PR #42455, opened 2022-05-19
[9.x] Add IgnoringCase variants for assertSee functions

supun-io:
The following variants are added to `TestResponse` class.

* `assertSee` -> `assertSeeIgnoringCase`
* `assertSeeInOrder` -> `assertSeeInOrderIgnoringCase`
* `assertSeeText` -> `assertSeeTextIgnoringCase`
* `assertSeeTextInOrder` -> `assertSeeTextInOrderIgnoringCase`
* `assertDontSee` -> `assertDontSeeIgnoringCase`
* `assertDontSeeText` -> `assertDontSeeTextIgnoringCase`

Under the hood, PHPUnit's [assertStringContainsStringIgnoringCase](https://phpunit.readthedocs.io/en/9.5/assertions.html#assertstringcontainsstringignoringcase) function and [mb_stripos](https://www.php.net/manual/en/function.mb-stripos.php) are used.

### Why?

I first noticed this is a handy feature to have while testing error messages in HTTP responses. For example, if the error message is "Subdomain is already taken", I have to write one of these:

```php
$response->assertSee('Subdomain is already taken');
$response->assertSee(['Subdomain', 'taken']);
```

While I prefer the second one, it is still a hassle to write it in the same case as the response. If I ever had to change the error message to "The subdomain is already taken", I would have to change the test too because of the case sensitivity. So, the following way would be better.

```php
$response->assertSeeIgnoringCase(['subdomain', 'taken']);
```

## Decisions Made

* **Dropped the $escape param** - I have not used the `$escape` param in the new functions. The reason is that HTML escaped entities are case-sensitive. There is no point in doing a case-insensitive if you want to match escaped HTML entities. Therefore, the newly added functions do not escape the given strings.
* The `IgnoringCase` suffix was inspired by PHPUnit.

### Other discussions

* A feature request in Dusk: https://github.com/laravel/dusk/issues/217
* A discussion on forums: https://laracasts.com/discuss/channels/testing/assertsee-assertseein-case-sensitive

Finally, if this idea is to be accepted, I can add similar variants to other classes that have `->assertSee` functions (Mailable, View, etc).

### DIFF
--- a/src/Illuminate/Testing/Constraints/SeeInOrder.php
+++ b/src/Illuminate/Testing/Constraints/SeeInOrder.php
@@ -15,6 +15,13 @@ class SeeInOrder extends Constraint
     protected $content;
 
     /**
+     * Whether the comparison is case-sensitive
+     *
+     * @var bool
+     */
+    protected $caseSensitive;
+
+    /**
      * The last value that failed to pass validation.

* * * *

*WHAT IS EXPECTED*. Scan the material for lines that hold the word "https", then say how many there are and nothing else.

*ANSWER TO THIS PROBLEM*. 3